(Data for the task Opens)
PR #69, opened 2020-07-20
OSD-4548: Removing defaults from CRD as not supported in v1beta1

ravitri:
After reverting the CRD version from v1 to v1beta1, the creation of CRD failed with below error:
```
$ oc create -f https://raw.githubusercontent.com/openshift/managed-upgrade-operator/master/deploy/crds/upgrade.managed.openshift.io_upgradeconfigs_crd.yaml
The CustomResourceDefinition "upgradeconfigs.upgrade.managed.openshift.io" is invalid: 
* spec.validation.openAPIV3Schema.properties[status].properties[history].items.properties[phase].default: Forbidden: must not be set
* spec.validation.openAPIV3Schema.properties[spec].properties[proceed].default: Forbidden: must not be set
* spec.validation.openAPIV3Schema.properties[spec].properties[PDBForceDrainTimeout].default: Forbidden: must not be set
* spec.validation.openAPIV3Schema.properties[spec].properties[desired].properties[force].default: Forbidden: must not be set
```
This PR is to remove the "defaults" from CRD as it is not supported as part of v1beta1 version of CRD. Seems this CRD version change wasn't handled by operator-sdk. 

Checked creation of CRD and it works fine as expected on OCP 4.4. This PR is part of https://issues.redhat.com/browse/OSD-4548.

### DIFF
--- a/deploy/crds/upgrade.managed.openshift.io_upgradeconfigs_crd.yaml
+++ b/deploy/crds/upgrade.managed.openshift.io_upgradeconfigs_crd.yaml
@@ -54,7 +54,6 @@ spec:
             and upgrade window and freeze window
           properties:
             PDBForceDrainTimeout:
-              default: 60
               description: The maximum grace period granted to a node whose drain
                 is blocked by a Pod Disruption Budget, before that drain is forced.
                 Measured in minutes.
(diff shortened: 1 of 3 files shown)


mrbarge:
The olm template will also need updating.

ravitri:
@mrbarge - Oh yes! Thanks for catching it.. Missed it this time.. Removed it too now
(Data for the task Closes)
◆ Your assignment ◆
All of the records shown above should be reproduced exactly.

◆ Written answer ◆
PR #69, opened 2020-07-20
OSD-4548: Removing defaults from CRD as not supported in v1beta1

ravitri:
After reverting the CRD version from v1 to v1beta1, the creation of CRD failed with below error:
```
$ oc create -f https://raw.githubusercontent.com/openshift/managed-upgrade-operator/master/deploy/crds/upgrade.managed.openshift.io_upgradeconfigs_crd.yaml
The CustomResourceDefinition "upgradeconfigs.upgrade.managed.openshift.io" is invalid: 
* spec.validation.openAPIV3Schema.properties[status].properties[history].items.properties[phase].default: Forbidden: must not be set
* spec.validation.openAPIV3Schema.properties[spec].properties[proceed].default: Forbidden: must not be set
* spec.validation.openAPIV3Schema.properties[spec].properties[PDBForceDrainTimeout].default: Forbidden: must not be set
* spec.validation.openAPIV3Schema.properties[spec].properties[desired].properties[force].default: Forbidden: must not be set
```
This PR is to remove the "defaults" from CRD as it is not supported as part of v1beta1 version of CRD. Seems this CRD version change wasn't handled by operator-sdk. 

Checked creation of CRD and it works fine as expected on OCP 4.4. This PR is part of https://issues.redhat.com/browse/OSD-4548.

### DIFF
--- a/deploy/crds/upgrade.managed.openshift.io_upgradeconfigs_crd.yaml
+++ b/deploy/crds/upgrade.managed.openshift.io_upgradeconfigs_crd.yaml
@@ -54,7 +54,6 @@ spec:
             and upgrade window and freeze window
           properties:
             PDBForceDrainTimeout:
-              default: 60
               description: The maximum grace period granted to a node whose drain
                 is blocked by a Pod Disruption Budget, before that drain is forced.
                 Measured in minutes.
(diff shortened: 1 of 3 files shown)


mrbarge:
The olm template will also need updating.

ravitri:
@mrbarge - Oh yes! Thanks for catching it.. Missed it this time.. Removed it too now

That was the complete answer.